┌──

PR #706, opened 2023-06-12
This changes how strict we are about the accepted return data length for the requests to the BMS

wollew:
Maybe this is enough to fix the problems with grid meters accidentally being recognized as Seplos BMSs.


mr-manuel:
Thanks!

PR #276, opened 2018-05-18
Fix TF config

meteorcloudy:
It's causing the failure of https://buildkite.com/bazel/tensorflow/builds/564#90e67c1b-c30c-4aad-bad2-6b4519aa00fc

It's fine to remove it because `-c opt` already exists in `tensorflow/tools/bazel.rc`


meteorcloudy:
@buchgr

PR #282, opened 2018-06-11
bazelci.py: remove deprecated (no-op) flag

laszlocsomor:
Remove --experimental_remote_spawn_cache from
bazelci.py, because it is a no-op and it's
deprecated since commit cdf118a6 [1], and Bazel
gives a warning about it in every CI run.

[1] https://github.com/bazelbuild/bazel/commit/cdf118a607ab179807cd39d0cafdb551859d1cd1


laszlocsomor:
ping

fweikert:
Thanks for cleaning up!

PR #285, opened 2018-06-13
Set --disk_cache= for remote-cache using projects.

laszlocsomor:
This unblocks Bazel downstream projects failing
with:

    ERROR: Cannot enable HTTP-based and local disk
    cache simultaneously

Workaround for https://github.com/bazelbuild/bazel/issues/5382


fweikert:
Thanks for fixing this issue! We should really re-write the bazelci script.

PR #299, opened 2018-07-31
Don't test Gerrit on Ubuntu 14.04

philwo:
It's broken, because it requires Git 2.2, which is not available on that version of Ubuntu: https://github.com/bazelbuild/bazel/issues/5712


philwo:
FYI @hanwen

PR #301, opened 2018-08-01
Remove non-passing Android Testing targets and enable sandboxing

jin:


philwo:
Have you considered using a "ci" tag to mark tests that can / should run on CI and then add ["--test_tag_filters=ci"](https://docs.bazel.build/versions/master/user-manual.html#flag--test_tag_filters) in the test_flags of the YAML config? That way you wouldn't have to maintain a list of handpicked tests here in this separate file. :)

But I leave it to you to pick whatever works best for this project!

jin:
s/runs_per_test/flaky_test_attempts/

I'd love to, but I don't own the repository under test and would like to decouple our Bazel CI semantics as much as possible :-)

PR #307, opened 2018-08-09
Downgrade Python to 3.6.6 on Windows and install keras modules for Te…

philwo:
…nsorflow on Ubuntu 16.04, 18.04 and Windows


philwo:
@meteorcloudy If this looks good to you, I will create new images and roll them out tomorrow morning during our usual maintenance window :)

Issue #309, opened 2018-08-21
Protobuf fails on mac in downstream job


meteorcloudy:
https://buildkite.com/bazel/bazel-with-downstream-projects-bazel/builds/389#4874c185-c43b-4c3f-b88e-109b29e892cb
```
git submodule update --init --recursive --force
--
  | fatal: submodule 'third_party/benchmark' cannot add alternate: path '/usr/local/var/bazelbuild/modules/third_party/benchmark/' does not exist
  | Failed to clone 'third_party/benchmark'. Retry scheduled
  | fatal: submodule 'third_party/googletest' cannot add alternate: path '/usr/local/var/bazelbuild/modules/third_party/googletest/' does not exist
  | Failed to clone 'third_party/googletest'. Retry scheduled
  | fatal: submodule 'third_party/benchmark' cannot add alternate: path '/usr/local/var/bazelbuild/modules/third_party/benchmark/' does not exist
  | Failed to clone 'third_party/benchmark' a second time, aborting
```
/cc @buchgr @philwo Any idea?

philwo:
I have no idea what Git is trying to do there, but /usr/local/var/bazelbuild is the path to our “Git reference” cache.

Maybe it would help to use —reference-if-able instead of —reference in our Git clone config?

meteorcloudy:
Sounds good, let's try `--reference-if-able`

meteorcloudy:
It's only failing for downstream job, but not in https://buildkite.com/bazel/protobuf
Do you know what's different?

PR #310, opened 2018-08-21
Use --reference-if-able for git clone command

meteorcloudy:
See https://github.com/bazelbuild/continuous-integration/issues/309
@philwo


meteorcloudy:
You are right! This option is only available on Ubuntu 18.04 :(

└──

→ The task:
Beginning at the line with "bazelci.py: remove deprecated (no-op) flag" and ending at the line with "s/runs_per_test/flaky_test_attempts/", reproduce each line of the data above exactly, and add no other lines.

→ Completed task:
bazelci.py: remove deprecated (no-op) flag

laszlocsomor:
Remove --experimental_remote_spawn_cache from
bazelci.py, because it is a no-op and it's
deprecated since commit cdf118a6 [1], and Bazel
gives a warning about it in every CI run.

[1] https://github.com/bazelbuild/bazel/commit/cdf118a607ab179807cd39d0cafdb551859d1cd1


laszlocsomor:
ping

fweikert:
Thanks for cleaning up!

PR #285, opened 2018-06-13
Set --disk_cache= for remote-cache using projects.

laszlocsomor:
This unblocks Bazel downstream projects failing
with:

    ERROR: Cannot enable HTTP-based and local disk
    cache simultaneously

Workaround for https://github.com/bazelbuild/bazel/issues/5382


fweikert:
Thanks for fixing this issue! We should really re-write the bazelci script.

PR #299, opened 2018-07-31
Don't test Gerrit on Ubuntu 14.04

philwo:
It's broken, because it requires Git 2.2, which is not available on that version of Ubuntu: https://github.com/bazelbuild/bazel/issues/5712


philwo:
FYI @hanwen

PR #301, opened 2018-08-01
Remove non-passing Android Testing targets and enable sandboxing

jin:


philwo:
Have you considered using a "ci" tag to mark tests that can / should run on CI and then add ["--test_tag_filters=ci"](https://docs.bazel.build/versions/master/user-manual.html#flag--test_tag_filters) in the test_flags of the YAML config? That way you wouldn't have to maintain a list of handpicked tests here in this separate file. :)

But I leave it to you to pick whatever works best for this project!

jin:
s/runs_per_test/flaky_test_attempts/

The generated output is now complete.